Ambition towards phasing out fossil fuels
Negotiations at COP28 will be no easy feat and likely to be mired in political contestations over specific climate targets. One of these targets relates to the global ambition towards phasing out fossil fuels. In last year’s COP27 in Egypt a resolution to phase out fossil fuels was removed from the final text. In addition, the UAE-appointed COP28 president-designate Dr Al Jaber, who is also the president of the UAE’s national oil company, has called for a simultaneous increase in global renewable energy capacity with the phasing out of “fossil-fuel emissions” – implying a focus on emissions reductions through the use of technologies such carbon capture and storage. This is a radical departure from climate activists’ calls for the phasing out of fossil fuels altogether. 

Mobilising climate finance
Another ongoing bone of contention will be climate finance, particularly between developing and developed countries. The principle of common but differentiated responsibility for climate change outlines how developed countries, who are the largest emitters of greenhouse gases, have a responsibility to provide climate finance to support developing countries to mitigate and adapt to climate change. While developed countries committed to providing and mobilising $100-billion of climate finance each year between 2020 and 2025, the actual finance that has been mobilised has been lacklustre. The US, for example, has only met about 21% of its climate finance targets, even though it is the largest cumulative contributor to carbon emissions. 

Where current climate finance is channelled is also critical. Usually this is between climate mitigation (efforts to reduce greenhouse gas emissions such as renewable energy) and adaptation (interventions that would support climate resilience and reduce vulnerability such as improved water management).
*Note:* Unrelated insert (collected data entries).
PR #140, opened 2024-10-24
EDM-615: Loading DescriptionList CSS from PF5 explicitly

celdrake:
Alternative workaround to load the PF5 styles for DescriptionList in the OCP plugin.


celdrake:
@rawagner I merged the other PR that used the PF4 class to avoid loading extra PF classes besides Console.

PR #151, opened 2024-11-07
EDM-630: New design for device template step

celdrake:
The device template step UX has changed to give a better separation between Configurations and Applications.

Screenshot from 2024-11-07 15-17-54


celdrake:
Added "do-no-merge" as only bugfixes should be merged until v0.3.0 is released.

rawagner (approved):

PR #1467, opened 2024-03-20
RHEL-29856: Temporarily use mirrored repos for c9s, and pin NetworkManager in rhel-9.4

jlebon:
c9s.repo: temporarily use mirrored repos

Unlike the pungi compose output repos, the mirrors have older versions
of RPMs, which we want right now while we're in this weird period where
we'd like to be able to pin to some older content because the newer
stuff will never make it to rhel-9.4 anyway.

---

manifest-rhel-9.4: pin to NetworkManager-1.46.0-1.el9

The latest NM currently in c9s is hitting issues. But anyway, that NM is
not going to end up in 9.4. So let's just temporarily pin to the latest
version that is.

We should be able to clean this up once the rhel-9.4 variant stops
consuming from c9s.

See also: https://issues.redhat.com/browse/RHEL-29856

### DIFF
--- a/c9s.repo
+++ b/c9s.repo
@@ -1,6 +1,8 @@
 [baseos]
 name=CentOS Stream 9 - BaseOS
-baseurl=https://composes.stream.centos.org/production/latest-CentOS-Stream/compose/BaseOS/$basearch/os
+baseurl=http://mirror.stream.centos.org/9-stream/BaseOS/$basearch/os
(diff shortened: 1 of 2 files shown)


mike-nguyen:
/retitle RHEL-29856: Temporarily use mirrored repos for c9s, and pin NetworkManager in rhel-9.4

Finance towards climate adaptation is still significantly underfunded compared with mitigation, which is estimated to still receive more than 90% of climate flows. 

The type of finance is also important – developing countries are increasingly calling for more finance in the form of grants and not loans – whether concessional or not – because these exacerbate debt for many countries who would have to constantly repay money that could be used to support vulnerable communities and adaptation or development projects. 

Loss and damage
One of the most significant outcomes of COP27 was an agreement to establish a fund to help low-income countries pay for the growing loss and damages caused by climate change. Over the past year negotiations have taken place to outline key details of a Loss and Damage Fund, which has culminated in contentions over who will hold the fund, who will pay into it and who will have access to it. COP28 will be critical in meeting consensus towards answering these questions.  
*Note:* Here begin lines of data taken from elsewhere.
PR #1471, opened 2024-03-26
NO-JIRA: faq: add details about RAID installations

jlebon:
We have OpenShift docs for some of this, but it's nice to have it summarized succinctly in this format.

Notably new is the Hybrid RAID path, which still needs to be documented in the OCP docs.

### DIFF
--- a/docs/faq.md
+++ b/docs/faq.md
@@ -440,3 +440,52 @@ rpm-ostree uninstall kernel-rt-core kernel-rt-kvm kernel-rt-modules kernel-rt-mo
   --install kernel-rt-modules-4.18.0-305.34.2.rt7.107.el8_4.x86_64.rpm \
   --install kernel-rt-modules-extra-4.18.0-305.34.2.rt7.107.el8_4.x86_64.rpm
 ```
+
+## Q: How do I install RHCOS on top of a RAID device?
+
+### Hardware RAID
+
+This is transparent to RHCOS and shows up as a unified block device. You should be able to target `coreos-installer install` at that device as usual.
+
+### Software RAID
+
+RHCOS supports software RAID1 via high-level sugar: https://docs.openshift.com/container-platform/4.15/installing/install_config/installing-customizing.html#installation-special-config-mirrored-disk_installing-customizing
+
+### Fake RAID/Hybrid RAID/Intel VROC
+
+Some systems support what is known as Fake or Hybrid RAID, where some of the work of maintaining the RAID is offloaded to the hardware, but otherwise it appears just like software RAID to the OS.
+
+To install to these devices, configure them as necessary in the firmware and/or using `mdadm` as documented.
+
+#### Intel VROC
+
+To configure an Intel VROC-enabled RAID1, first create the IMSM container, e.g.:
+
+```
+mdadm -CR /dev/md/imsm0 -e imsm -n2 /dev/nvme0n1 /dev/nvme1n1
+```
+
+Then, create the RAID1 inside of that container. Due to a gap in RHCOS, we create a dummy RAID0 volume in front of the real RAID1 one that we then delete:
+
+```
+# create dummy array
+mdadm -CR /dev/md/dummy -l0 -n2 /dev/imsm0 -z10M --assume-clean
+# create real RAID1 array
+mdadm -CR /dev/md/coreos -l1 -n2 /dev/imsm0
+
+# stop member arrays and delete dummy one
+mdadm -S /dev/md/dummy
+mdadm -S /dev/md/coreos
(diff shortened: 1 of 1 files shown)


jlebon:
The Hybrid RAID instructions there still need to be validated.

jbtrystram (commented):
Looks sane to me, however i am not able to reproduce and verify.
Quick question: in the mdadm raid option, you still need to have a non-raid EFI partition right?  how would you boot otherwise?

travier (approved):

travier:
Feels a bit like magic to me :)

jlebon:
> Quick question: in the mdadm raid option, you still need to have a non-raid EFI partition right? how would you boot otherwise?

No, it's on top of the RAID. The RAID setup is understood by the firmware.

mtkaczyk (commented):
I didn't mention is earlier because there was no time and need too but..

In normal environment we should refer to the MD devices via named links, which are resist in "/dev/md/" directory.

Assumptions that:
 /dev/md127 - container
/dev/md126 - vol0
/dev/md125 - vol1
should work in 99% cases but if there is other MD raid array (/dev/md127 is occupied) then md device number could be different than we hardcoded here.

Should we care? I  Maybe we should warn here? For reference see:
https://www.intel.com/content/dam/support/us/en/documents/memory-and-storage/linux-intel-vroc-userguide-333915.pdf

chapter `4.3.1 Block Device of Intel® VROC RAID Volume`

I don't like how it is implemented in mdadm but any changes in this area are harmful for users.. They sticked to it.

travier:
/title NO-JIRA: faq: add details about RAID installations

travier:
/retitle NO-JIRA: faq: add details about RAID installations

travier:
I'll let Jonathan see if something is needed for https://github.com/openshift/os/pull/1471#pullrequestreview-1978879863 and remove the hold

mtkaczyk:
> One thing is I think now when we re-assemble after deleting the dummy, we can't just use `mdadm -As`, right? We need to do it more directly so that we can specify the md name IIUC. I went with `mdadm -A /dev/md/coreos /dev/md/imsm0`. Let me know if that doesn't look correct.

Personally, I don't like `assemble (-A)` because it is really complicated and it is almost impossible to not have regressions there but in general it should work. I tested the command on my platform and it appears to work.

If you will use `mdadm -As` or `mdadm -I /dev/md/imsm0`, raid device md link will get `_0` suffix, this is something not wanted here (confusing for users).

```
lrwxrwxrwx  1 root root    8 Apr  8 10:26 imsm0 -> ../md127
lrwxrwxrwx  1 root root    8 Apr  8 10:26 vol_0 -> ../md125
lrwxrwxrwx  1 root root    8 Apr  8 10:26 vol1_0 -> ../md126
```

The standard flow, used in system and installers (more reliable, deeply tested) is:
```
mdadm -Eb /dev/md/imsm0 > mdadm_tmp.conf
mdadm -I /dev/md/imsm -c tmp_mdadm.conf
```
We are creating temporary config file, and then passing it to `Incremental` command. With that, mdadm knows that metadata can be considered as trusted and we should not append suffix.

Both ways are correct, second is less risky as it is commonly used. There are no issues in you command.

Btw. if we can inject this conf file to `/etc/mdadm.conf` for both initramfs and regular system, then they will be named same after booting to system. I think that currently they will receive `_0` suffix. This is not an issue unless customers are complying, just FYI :)

jlebon:
Ack, thanks for the confirmation. :)

The temporary config file approach seems interesting. Though since we're modifying the container while it's offline, will `mdadm -I ... -c tmp_mdadm.conf` still work even though the config file will mention the old dummy RAID0 that was deleted?

Yeah, re. the installed system, I don't think customers or the system need to care in practice of the naming used in the actual booted system. But it's good to be aware of the config-related commands.

Anyway, if the docs as written look good to you (and especially if you've tested it), then I'd say let's go with that. Unfortunately, I'm not in a position to retest changes to the procedure very easily so I'm hesitant to tweak it further.

/hold cancel

mtkaczyk:
> The temporary config file approach seems interesting. Though since we're modifying the container while it's offline, will `mdadm -I ... -c tmp_mdadm.conf` still work even though the config file will mention the old dummy RAID0 that was deleted?

Config is just a hint, which says "hey, this array can be deeply trusted because it is described in config".
In config each IMSM array is defined as separated entity, so simply if there is no array metadata on drives (array is deleted) mdadm will not try to assemble this raid volume and config entry will be ignored.

If UUID is still same after deleting one volume then old config will work, if UUID changed you can regenerate it.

What does this mean for South Africa?
South Africa will also present how it will implement the Just Energy Transition Investment Plan (JET-IP). The JET-IP effects a partnership formed in COP26 between South Africa, the European Union, the UK, France, Germany and the US, where an agreed initial amount of $8.5-billion (R160-billion) would be mobilised into South Africa’s energy transition between 2023 and 2027. 
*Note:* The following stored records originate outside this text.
PR #1472, opened 2024-03-27
NO-JIRA:  docs/faq: Update RHEL/RHCOS & OCP version table #1472

travier:


mike-nguyen:
/retitle NO-JIRA:  docs/faq: Update RHEL/RHCOS & OCP version table #1472

PR #1473, opened 2024-03-27
COS-2608: Switch from c9s content to RHEL 9.4 beta content

mike-nguyen:
RHEL 9.4 customer beta is now publicly available.

### DIFF
--- a/manifest-rhel-9.4.yaml
+++ b/manifest-rhel-9.4.yaml
@@ -16,13 +16,12 @@ include:
 
 # Starting from here, everything should be specific to RHCOS based on RHEL 9.4 content
 
-# CentOS Stream 9 repos + internal repos for now
 repos:
-  - baseos
-  - appstream
-  - rhel-9.2-fast-datapath
+  - rhel-9.4-baseos
+  - rhel-9.4-appstream
+  - rhel-9.4-fast-datapath
   # Include RHCOS 9 repo for oc, kubelet
-  - rhel-9.2-server-ose-4.16
+  - rhel-9.4-server-ose-4.16
 
 # We include hours/minutes to avoid version number reuse
 automatic-version-prefix: "416.94.<date:%Y%m%d%H%M>"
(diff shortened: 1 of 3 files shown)


mike-nguyen:
Need to check if the 9.4 beta content is mirrored in CI.

manifest-rhel-9.4.yaml
```diff
@@ -113,22 +112,15 @@ postprocess:
...
+ # post-process script
+ - redhat-release
 
-# Packages pinned to specific repos in SCOS 9
+# Packages pinned to specific repos in RHCOS 9
 repo-packages:
-  # We always want the kernel from BaseOS
-  - repo: baseos
-    packages:
-      - kernel
```
travier, line 127: Any specific reason for removing this part?

travier: So this should be good.

mike-nguyen:
Seeing 
```
BdsDxe: loading Boot0001 "UEFI Misc Device" from PciRoot(0x0)/Pci(0x2,0x0)
BdsDxe: failed to load Boot0001 "UEFI Misc Device" from PciRoot(0x0)/Pci(0x2,0x0): Access Denied
BdsDxe: No bootable option or device was found.
BdsDxe: Press any key to enter the Boot Manager Menu.
```
Which looks related to:
- https://github.com/openshift/os/issues/1237
- https://github.com/openshift/os/pull/1452

I tried building scos on master (not on this PR) and it had the same failure.

sdodson:
As far as I know secureboot shim for 9.4 hasn't been signed yet. I'll see
if I can find a reference tomorrow but fine with snoozing the test for
another three weeks with goal of tracking this down by end of next sprint.

mike-nguyen:

The secure boot tests for c9s should be snoozed or skipped based on issues mentioned above.  Lets override the scos-9-qemu test and address it in a separate PR. This change does not touch anything scos related.

PR #1474, opened 2024-04-03
manifests: include kubernetes.yaml

jbtrystram:
FCOS had shipped ZRAM-generator for a while but it was not shared with RHCOS. Moved the package to a different sub-manifest that would regroup kubernetes-specific things.
The swap on ZRAM would still need to be actually enabled through a config file [1] but that should be done by the MCO.

[1] https://github.com/systemd/zram-generator/blob/main/man/zram-generator.conf.md

ref: https://github.com/coreos/fedora-coreos-config/pull/2937
ref: https://issues.redhat.com/browse/COS-2507


dustymabe:
I'm thinking there is a better way: https://github.com/coreos/fedora-coreos-config/pull/2937#issuecomment-2034922693

PR #1475, opened 2024-04-03
manifest-rhel-9.4: use runc from rhaos repos

haircommander:
as the one in RHEL is missing a required patch, and it was decided we'd use the RHAOS one instead [xref](https://redhat-internal.slack.com/archives/C999USB0D/p1712067961154739)

### DIFF
--- a/manifest-rhel-9.4.yaml
+++ b/manifest-rhel-9.4.yaml
@@ -135,3 +135,6 @@ repo-packages:
       - cri-tools
       - openshift-clients
       - openshift-kubelet
+      # Carry runc from the rhaos branches, as it has a patch needed for OCPBUGS-30806
+      # and it is too late in the RHEL development cycle to update it in time.
+      - runc 


haircommander:
(this can wait on any 9.4 bump pieces needed)

mike-nguyen:
/hold 

While we figure out which path we want to go

travier:
Ideally the runc version in the RHAOS repo is higher than the one in RHEL and gets precedence. But having it forced here also makes sense until we resolve the mismatch. Let's maybe note somewhere that we need to revisit that in the next rebase to RHEL 9.6.

haircommander:
in [slack ](https://redhat-internal.slack.com/archives/C999USB0D/p1712067961154739) it seems consensus is to move towards dropping this and carrying it in RHEL (while in the meantime bumping rhcos version above the RHEL version)

haircommander:
(bumping the runc version solved this in 4.16, so I have removed the bug)

PR #1476, opened 2024-04-04
COS-2746: common.yaml: add dnf

jlebon:
As per discussions in
https://github.com/coreos/fedora-coreos-tracker/issues/1687, we will add dnf to RHCOS so it can be used for derivation.

### DIFF
--- a/common.yaml
+++ b/common.yaml
@@ -176,8 +176,6 @@ check-groups:
 exclude-packages:
   # https://bugzilla.redhat.com/show_bug.cgi?id=1798278
   - subscription-manager
-  # And this one shouldn't come in
-  - dnf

However, this initial amount is a drop in the ocean compared with the more than $98-billion (R1.5-trillion) that Environment Minister Barbara Creecy estimates South Africa will need to effectively implement the energy transition over the same period. Since the initial announcement of the JET-IP in 2021, more pledges of about $3.1-billion from other international donors have been made. 

The South African government hopes the JET-IP will “catalyse” more financial commitments from donors at this year’s COP in Dubai, particularly as South Africa faces an acute energy crisis that has shown no signs of abating soon. This week alone, the country has again been plunged into severe power cuts that amount to more than half a day without electricity. At stake is a financially moribund coal-dependent energy provider, Eskom, that is in debt of more than R400-billion, and the surrounding coal communities that will be affected by governments’ planned transition towards a decarbonised energy sector. DM

The writers are with the Southern Centre for Inequality Studies at the University of the Witwatersrand.